Be careful not to overfertilize your lawn. Overfertilization (primarily with nitrogen) will cause excessive growth and, unless the lawn is cut more frequently, the clippings will be slow to reach the soil and decompose. Reducing excessive thatch levels through lawn renovation will improve infiltration of the grass clippings down to the soil surface. It is best to mow your lawn when it is dry so clippings will be able to filter down to the soil without clumping.
Two types of mowers available to homeowners are reel and rotary. Either will do an acceptable job when sharpened and adjusted properly. Mower blades should always be kept sharp, as dull blades can result in deterioration of the lawn area. Rotary mowers are now available with a mulcher attachment for the blade. Mulchers reduce the size of the clippings left behind and should result in faster decomposition of the grass blades. However, if you are mowing on a regular basis and not removing more than one-third of the grass blades at a time, additional size reduction is not necessary.
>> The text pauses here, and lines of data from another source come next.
PR #4991, opened 2018-04-29
Organize the --help option output

johndebord:
The output of `eth --help` was rather messy, so I gave the it a more consistent and cleaner look.


johndebord:
Here's what it looks like if you want to compare quick.

help-option

eth/AccountManager.cpp
```diff
@@ -31,16 +31,16 @@ using namespace dev::eth;
...
 {
 	_out
-		<< "    account list  List all keys available in wallet.\n"
-		<< "    account new	Create a new key and add it to the wallet.\n"
-		<< "    account update [<uuid>|<address> , ... ]  Decrypt and re-encrypt given keys.\n"
-		<< "    account import [<uuid>|<file>|<secret-hex>]	Import keys from given source and place in wallet.\n";
+		<< "   account list                                List all keys available in wallet\n"
+		<< "   account new                                 Create a new key and add it to wallet\n"
+		<< "   account update [<uuid>|<address> , ... ]    Decrypt and re-encrypt keys\n"
+		<< "   account import [<uuid>|<file>|<secret-hex>] Import keys from file and place in wallet\n";
```
gumb0: But this should work not only for files, shouldn't it?

eth/MinerAux.h
```diff
@@ -223,23 +223,27 @@ class MinerCLI
...
-			<< "Mining configuration:" << endl
-			<< "    -C,--cpu  When mining, use the CPU." << endl
-			<< "    -t, --mining-threads <n> Limit number of CPU/GPU miners to n (default: use everything available on selected platform)" << endl
-			<< "    --current-block Let the miner know the current block number at configuration time. Will help determine DAG size and required GPU memory." << endl
-			<< "    --disable-submit-hashrate  When mining, don't submit hashrate to node." << endl;
+			<< "ETHASH VERIFY MODE:" << endl
+			<< "  -w,--check-pow <headerHash> <seedHash> <difficulty> <nonce> Check PoW credentials for validity" << endl
+			<< endl
+			<< "BENCHMARKING MODE:" << endl
+			<< "  -M,--benchmark               Benchmark for mining and exit; use with --cpu and --opencl" << endl
```
gumb0: We don't have `--opencl` anymore, maybe just remove the "use with" part

eth/MinerAux.h
```diff
@@ -223,23 +223,27 @@ class MinerCLI
 	static void streamHelp(ostream& _out)
 	{
 		_out
-			<< "Work farming mode:" << endl
-			<< "    --no-precompute  Don't precompute the next epoch's DAG." << endl
-			<< "Ethash verify mode:" << endl
-			<< "    -w,--check-pow <headerHash> <seedHash> <difficulty> <nonce>  Check PoW credentials for validity." << endl
+			<< "WORK FARMING MODE:" << endl
```
gumb0: Could you please also replace all `endl` in this function with `\n`

eth/main.cpp
```diff
@@ -773,9 +773,12 @@ int main(int argc, char** argv)
...
     {
         cout
-                << "Usage eth [OPTIONS]\n"
-                << "Options:\n\n"
-                << "Wallet usage:\n";
+			<< "NAME:\n"
+			<< "   eth - the cpp-ethereum command line interface\n\n"
+			<< "   Copyright 2013-2018 The cpp-ethereum Authors\n\n"
+			<< "USAGE:\n"
+			<< "   eth [options] command [command options] [arguments...]\n\n"
```
gumb0: I don't think this is accurate, we don't really have "commands" as geth does. I'd leave it like `eth [OPTIONS]`

eth/main.cpp
```diff
@@ -773,9 +773,12 @@ int main(int argc, char** argv)
     if (vm.count("help"))
     {
         cout
-                << "Usage eth [OPTIONS]\n"
-                << "Options:\n\n"
-                << "Wallet usage:\n";
+			<< "NAME:\n"
+			<< "   eth - the cpp-ethereum command line interface\n\n"
+			<< "   Copyright 2013-2018 The cpp-ethereum Authors\n\n"
```
gumb0: This would be the second place where we'd need to keep the year up-to-date. Could we somehow not duplicate it here and somehow reuse the string returned by `credits()` from `MinerAux.h` ?

johndebord:
I added an extra space to the `credits()` function in `MinerAux.h` to keep a consistent look, is that ok?

gumb0:
Please rebase

PR #4993, opened 2018-04-30
Refactor logging - minimize Log.h

gumb0:


gumb0:
@chfast clang6 and xcode90 are already at 8, I've increased gcc6 to 8 now

circle.yml
```diff
@@ -138,7 +138,7 @@ jobs:
       - CC:  gcc-6
       - GCOV: gcov-6
       - GENERATOR: Ninja
-      - BUILD_PARALLEL_JOBS: 3
+      - BUILD_PARALLEL_JOBS: 8
```
chfast: Oh, sorry. I think it was 3 before LOG changes. You can increase it to 4 to check, but that's not required if it was not decreased by LOG changes.

gumb0: Ok (i think it was decreased in the beginning but then I rebased and kept the value from `develop`)

gumb0:
Gcc6 still failed with 4 threads, I'll revert it

circle.yml
chfast: GCC cannot handle 8 for sure, mostly because it also produces debug symbols.

gumb0: It's back to 3 now

PR #5000, opened 2018-05-03
Refactor logging - get rid of ThreadContext

gumb0:


gumb0:
Ah now I realized it covers less than `ThreadContext` covered...

PR #5001, opened 2018-05-03
Refactor logging - get rid of ThreadContext

gumb0:


gumb0:
Found better and simpler approach: https://github.com/ethereum/cpp-ethereum/pull/5000

libp2p/Session.cpp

If grass growth is excessive you may need to remove the clippings. Lawn clippings can be used in the compost pile as described above or they can be used as a mulch in the garden. If used as a mulch, care should be taken not to over-apply fresh clippings as they tend to inhibit moisture and oxygen penetration into the soil, and may produce offensive odors. Mixing fresh clippings with compost provides an excellent mulching material. Do not use grass clippings as a mulch if the lawn has recently been treated with herbicides. Where herbicides have been applied, it is recommended that the clippings be left on the lawn for at least three mowings. For more information on lawn fertilization and lawn care, contact your local county Extension office.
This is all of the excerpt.